The umbilical cord is formed after the enveloping of the amnion tissue from the body stalk, omphalomesenteric duct, and umbilical coelom, around 2 weeks of gestation in dogs (Aralla et al., 2013). Primitive umbilical cord formation precedes hepatic diverticulum differentiation, but there is an intimate proximity between these two structures at the level of the falciform ligament. The peritoneal ligament attaches the liver to the front body wall and separates the left and right lobes. The umbilical vein runs through the falciform ligament ventrally into the umbilical cord, which, after birth, leads to the round ligament of the liver and ventral part of the falciform ligament. Within the umbilical cord, the umbilical vein, vitelline duct (the previous omphalomesenteric duct), allantois duct, and umbilical arteries were enrolled by Wharton’s jelly and amnion after the body wall. In the case reported here, this anomaly could have been a result of excessive ventral invagination with entrapment of the cystic diverticulum, resulting in an aberrant herniation that, after birth, gave rise to direct communication to the exterior. This explanation is supported by the histological and anatomical features observed: absence of the gallbladder and a histologically confirmed bile duct from the umbilicus to the common bile duct at the expected location of the cystic duct.

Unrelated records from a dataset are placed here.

PR #2510, opened 2021-04-02
Update chart-tile 

VWSCoronaDashboard14:
Update of the chart tile that can handle the callback `timeframe` better. You don't need a different chart tile when there is a timeframe involved simply set the props on the tile.

The only thing I left out is the aria labels, but there should be a solution coming for that.

Closed the old one due the fact that I kinda took a different approach there and it was easier to branch again from develop 
https://github.com/minvws/nl-covid19-data-dashboard/pull/2459.


packages/app/src/components-styled/chart-tile.tsx
```diff
@@ -1,142 +1,105 @@
...
-            onChange={onTimeframeChange}
+            onChange={setTimeframe}
           />
-        </div>
-      )}
-    </Box>
+        )}
+      </ChartTileHeader>
+      {timeframeOptions && typeof children === 'function'
+        ? children(timeframe as TimeframeOption)
```
VWSCoronaDashboard8, line 101: ... and you then also don't need to cast it to TimeframeOption here I suspect

VWSCoronaDashboard8 (approved):
Looking good! 🥳  I had a few small remarks

packages/app/src/components-styled/chart-tile.tsx
VWSCoronaDashboard14: It is a little weird if I include the initial value when creating the state and later maybe update it with the effect it won't update the active state of the toggle. That's why I need those checks since I'm assigning the state in the useEffect.

packages/app/src/components-styled/chart-tile.tsx
```diff
@@ -1,142 +1,108 @@
...
 }
 
-export function ChartTileWithTimeframe({
+type ChartTileProps = {
+  title: string;
+  metadata: MetadataProps;
+  description?: string;
+  timeframeInitialValue?: TimeframeOption;
+  hasAdditionalNavigation?: boolean;
+  ariaLabelledBy?: string;
```
VWSCoronaDashboard4, line 55: I think you can remove the aria properties for now, so also remove them from where this component is used.

VWSCoronaDashboard4 (approved):

VWSCoronaDashboard8 (approved):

The differential diagnosis in this case was the persistence of the vitelline duct or the urachus, and rare umbilical developmental anomalies, discarded after umbilical discharge analysis, ultrasound, and contrast study (Peterson, 2011). Fistulography was useful to evaluate anomalies in relation to the rest of the hepatic tree and to assist in the decision to perform surgical correction. This strategy was similar to that previously reported (Sides et al., 2004). Computed tomographic cholangiography would provide more detailed information (Kelly et al., 2019; Sato et al., 2018); however, it was not performed for economic reasons. Regardless, the surgical approach was expected to be straightforward, resulting in the correction of a persistent biliary discharge that could lead to an ascending liver infection. In this case, the fistula extended from the umbilical orifice to the common hepatic duct, and in the previous case, the communication was with the right hepatic duct (Sides et al., 2004).

Conclusions

The interest in this exceptional case relies on the importance of considering such congenital anomalies as possible biliary anomalies that are compatible with life and surgically correctable if no major changes arise from the extrahepatic or intrahepatic biliary system. Moreover, surgical correction must be performed, otherwise, an increased risk of bacterial hepatitis of a cutaneous origin can occur.